» **ACTION ITEM**: Transcribe, word for word and without additions, each line below from the one containing "I believe this" through the one containing "in all jobs", both ends included.

» **SUPPLIED RECORDS**:
============================================================
PR #160, opened 2018-08-07
Documentation Fix 2

canyon289:
I'm using this pull request to test TravisCI. Please don't merge yet!

Update
--------
I believe this is good for a merge. Tested new strategy and it should work. Here are the build logs from the test.

https://travis-ci.org/arviz-devs/arviz/jobs/413130428
https://travis-ci.org/arviz-devs/arviz/jobs/413130427
screen shot 2018-08-07 at 7 26 45 am
screen shot 2018-08-07 at 7 26 38 am

PR #162, opened 2018-08-09
Actually use versions for tests

### LINKED ISSUE #159: Possible bug in TravisCI pipeline
I think there's a bug in the travisci pipelines regarding which python version is being used for testing

On line https://travis-ci.org/arviz-devs/arviz/jobs/411966731#L513 python 3.5 in a virtual env is correctly used, but when travisci runs pytest its using python 3.6 in all jobs
https://travis-ci.org/arviz-devs/arviz/jobs/411966731#L1430

Same condition can be seen here in the intended python 3.4 pipeline
https://travis-ci.org/arviz-devs/arviz/jobs/411966732#L1430

ColCarroll:
Should fix #159. Using a solution from #160, by reading a version by default from travis.


ColCarroll:
Wowza. This "works" in that we are now testing on the right versions, but pylint is unhappy in different ways for different versions.  I can follow this up (probably by disabling stuff in `.pylintrc`) unless someone else wants to.

aloctavodia:
Pylint is having a bad weekend, yesterday was also unhappy out of the blue.

canyon289:
We could have pylint only run on the 3.6 build, instead of running three times perhaps.

Thanks for getting this one fixed for me

ColCarroll:
Soooo pymc3 isn't safe to import with scipy < 1.0.0, and conda automatically chooses 0.18 when we install on python 3.4. I opened a pull request into pymc3 to fix that. Three possible solutions:

- Wait for the request to get merged. `create_testenv.sh` already installs pymc3 and pystan from master, and arviz doesn't depend on them anyways, so this might fix itself in a day or two.
- Don't support python 3.4 (looks like final release is scheduled for next march: https://www.python.org/dev/peps/pep-0429/)
- Use `pip install -r` for `create_testenv`.  This ignores the dependency resolution logic that conda builds in, but it works on my machine.

Thoughts?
============================================================
» **YOUR SOLUTION**:
I believe this is good for a merge. Tested new strategy and it should work. Here are the build logs from the test.

https://travis-ci.org/arviz-devs/arviz/jobs/413130428
https://travis-ci.org/arviz-devs/arviz/jobs/413130427
screen shot 2018-08-07 at 7 26 45 am
screen shot 2018-08-07 at 7 26 38 am

PR #162, opened 2018-08-09
Actually use versions for tests

### LINKED ISSUE #159: Possible bug in TravisCI pipeline
I think there's a bug in the travisci pipelines regarding which python version is being used for testing

On line https://travis-ci.org/arviz-devs/arviz/jobs/411966731#L513 python 3.5 in a virtual env is correctly used, but when travisci runs pytest its using python 3.6 in all jobs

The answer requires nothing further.